* Items from a dataset *

*** Begin section ***

PR #2323, opened 2021-08-17
Change action rescale argument names

jkterry1:
`a` and `b` are not suitable names here. This should only be a breaking change in very rare circumstances and the fix where it is breaking is trivial.

### DIFF
--- a/gym/wrappers/rescale_action.py
+++ b/gym/wrappers/rescale_action.py
@@ -4,11 +4,11 @@ from gym import spaces
 
 
 class RescaleAction(gym.ActionWrapper):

*** End section ***

* Exercise *
Each line of the entries holding the string "names" should be found and copied.

* Output *
Change action rescale argument names
`a` and `b` are not suitable names here. This should only be a breaking change in very rare circumstances and the fix where it is breaking is trivial.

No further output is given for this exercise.